The rapid and unplanned growth of urban settlements has resulted in the disorganized expansion of populated centers , the introduction of alien plants and the displacement of native and endemic flora.

Agricultural Transformation

Native vegetation in rural areas is being replaced with low-diversity monocultures. Moreover, abandoned farmlands act as incubators for invasive species.

Restoring such degraded ecosystems is possible, but crucial knowledge gaps remain. We need to better understand the most suitable plant species that can facilitate recovery, and how aid technologies could increase the survivorship of planted species in each unique island context.
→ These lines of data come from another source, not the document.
PR #5731, opened 2022-08-31
CBG-2330: Collection-aware import listener

markspolakovs:
CBG-2330

Add collection awareness to the ImportListener.

* Moves the `dbContext.Scopes` initialization from `_getOrAddDatabaseFromConfig` into `NewDatabaseContext` because it needs to already be set when the import listeners are started.
* Currently uses the dbContext's bucket as the metadata store (pending CBG-2266)

## Pre-review checklist

- [ ] https://github.com/couchbase/sg-bucket/pull/81

- [ ] `xattrs=true` https://jenkins.sgwdev.com/job/SyncGateway-Integration/740/


base/collection.go
```diff
@@ -1068,6 +1069,72 @@ func (c *Collection) GetCollectionID() (uint32, error) {
...
+	return 0, false
+}
+
+func (c *Collection) GetCollectionManifest() (CollectionsManifest, error) {
+	agent, err := c.Collection.Bucket().Internal().IORouter()
+	if err != nil {
+		return CollectionsManifest{}, fmt.Errorf("failed to get gocbcore agent: %w", err)
+	}
+	result := make(chan any) // either a CollectionsManifest or error
+	_, err = agent.GetCollectionManifest(gocbcore.GetCollectionManifestOptions{}, func(res *gocbcore.GetCollectionManifestResult, err error) {
```
adamcfraser: I think we'll want to set Deadline in the GetCollectionManifestOptions (to c.getBucketOpDeadline()).

base/collection.go
```diff
@@ -1068,6 +1069,72 @@ func (c *Collection) GetCollectionID() (uint32, error) {
...
+	UID  string `json:"uid"`
+}
+
+type ScopeManifest struct {
+	Name        string               `json:"name"`
+	UID         string               `json:"uid"`
+	Collections []CollectionManifest `json:"collections"`
+}
+
+type CollectionsManifest struct {
```
adamcfraser: It looks like gocbcore has a public definition of the GetCollectionsManifest response format already (Manifest/ManifestScope/ManifestCollection).  Can we use that, or is there a reason to define our own?
(it comes with an UnmarshalJSON to do the UID string->int conversions, which is a bonus)

base/dcp_dest.go
```diff
@@ -105,7 +106,7 @@ func (d *DCPDest) DataUpdate(partition string, key []byte, seq uint64,
 	if !dcpKeyFilter(key) {
 		return nil
 	}
-	event := makeFeedEventForDest(key, val, cas, partitionToVbNo(partition), 0, 0, sgbucket.FeedOpMutation)
+	event := makeFeedEventForDest(key, val, cas, partitionToVbNo(partition), collectionIDFromExtras(extras), 0, 0, sgbucket.FeedOpMutation)
```
adamcfraser, line 109: I don't think we should be getting any DataUpdate calls from cbgt (since we implement DestEx).  Is there a scenario where DataUpdate will be getting called where we need to use collectionIDFromExtras, or is this just defensive?

base/dcp_receiver.go
```diff
@@ -94,7 +94,7 @@ func (r *DCPReceiver) DataDelete(vbucketId uint16, key []byte, seq uint64,
 
 // Make a feed event for a gomemcached request.  Extracts expiry from extras
 func makeFeedEventForMCRequest(rq *gomemcached.MCRequest, opcode sgbucket.FeedOpcode) sgbucket.FeedEvent {
-	return makeFeedEvent(rq.Key, rq.Body, rq.DataType, rq.Cas, ExtractExpiryFromDCPMutation(rq), rq.VBucket, opcode)
+	return makeFeedEvent(rq.Key, rq.Body, rq.DataType, rq.Cas, ExtractExpiryFromDCPMutation(rq), rq.VBucket, 0, opcode)
```
adamcfraser, line 97: Should we be filing a followup ticket to rip out the cbgt gocouchbase support?  I think this could be removed at that point.

base/dcp_sharded.go
```diff
@@ -29,7 +29,7 @@ import (
 const CBGTIndexTypeSyncGatewayImport = "syncGateway-import-"
 const DefaultImportPartitions = 16
 
-// firstVersionToSupportCollections represents the earliest Sync Gateway release that supports collections (codename "Helium").
+// firstVersionToSupportCollections represents the earliest Sync Gateway release that supports collections (codename "Elixir").
```
adamcfraser: I think I'd just remove the codename from the comment altogether

db/import_listener.go
```diff
@@ -42,37 +44,60 @@ func NewImportListener(groupID string) *importListener {
 // Writes DCP stats into the StatKeyImportDcpStats map
 func (il *importListener) StartImportFeed(bucket base.Bucket, dbStats *base.DbStats, dbContext *DatabaseContext) (err error) {
 	il.bucketName = bucket.GetName()
-	il.database = Database{DatabaseContext: dbContext, user: nil}
+	il.dbCtx = dbContext
```
adamcfraser: It looks like the only thing we're using dbCtx for is dbName and stats (in import_pindex), now that we're not using bucket, and we already have databaseStats (although not import stats) on importListener.  

Does it make sense to just include dbName and the stats references on the importListener struct, and remove dbCtx?  It might minimize future cases of unreleased databaseContexts.

db/import_listener.go
```diff
@@ -42,37 +44,60 @@ func NewImportListener(groupID string) *importListener {
...
+			collectionNamesByScope[scopeName] = append(collectionNamesByScope[scopeName], collName)
+
+			collID, ok := collectionManifest.GetIDForCollection(scopeName, collName)
+			if !ok {
+				return fmt.Errorf("failed to find ID for collection %s.%s", base.MD(scopeName).Redact(), base.MD(collName).Redact())
+			}
+			il.collections[collID] = Database{DatabaseContext: collCtx.CollectionCtx, user: nil}
+		}
+	} else {
+		il.collections[0x0] = Database{DatabaseContext: dbContext, user: nil}
```
adamcfraser: Is `0x0` needed here as opposed to just `0`?

adamcfraser (changes requested):
Overall looks good, some questions on the details.

base/dcp_dest.go
markspolakovs: It's defensive - I went back and forth on whether to implement it, given as you say cbgt should only ever be calling DataUpdateEx.

base/dcp_receiver.go
markspolakovs: Filed CBG-2402

base/collection.go
markspolakovs: Good catch - I'll switch to using it, though still define our own alias for it so we have the `GetIDForCollection` utility method.

base/collection.go
markspolakovs: Should probably also `waitForAvailableKvOp`/`releaseKvOp`.

adamcfraser (approved):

The Charles Darwin Foundation, through its team of ecological restoration professionals, Galapagos Verde 2050, aims to address these knowledge gaps to restore degraded ecosystems of inhabited islands and find more sustainable ways to balance human activities while safeguarding the islands' biodiversity.

Program objectives

  • Raise awareness of the need to recover native and endemic plant species in towns, especially those that are threatened (vulnerable, endangered and critically endangered), according to the IUCN Red List.
  • Engage the local community through educational and experiential initiatives on the importance of integrating native and endemic plants in public spaces to promote biodiversity conservation while providing urban spaces adequate for human recreation.
  • Restore degraded ecosystems on agricultural farms using native and endemic plant species, and evaluate the most efficient water-saving technologies for each environment.
  • Enhance ecosystem services in degraded rural environments, providing benefits both to farmers and biodiversity.
Paúl Mayorga-CDF

our impact

In Puerto Ayora, the largest town on Santa Cruz Island, our restoration specialists are leading a campaign to raise awareness and encourage the community to plant the endangered plant Scalesia affinis, native to this specific area of the Island.

To date, we’ve successfully planted 450 specimens of Scalesia affinis subsp. brachyloba, thereby boosting the population by an impressive 542.86% from the original count of 70 in 2014. This surpasses our goal of sextupling the population, showcasing our community's dedication. However, to fully integrate the species into Puerto Ayora's urban ecosystems, ongoing and active participation from all is crucial.

To this end the CDF works with communities of urban areas of the Islands of Floreana, Santa Cruz and San Cristobal, to create gardens with endemic and native plant species and in doing so, promotes the conservation of these species that are typical of these Islands.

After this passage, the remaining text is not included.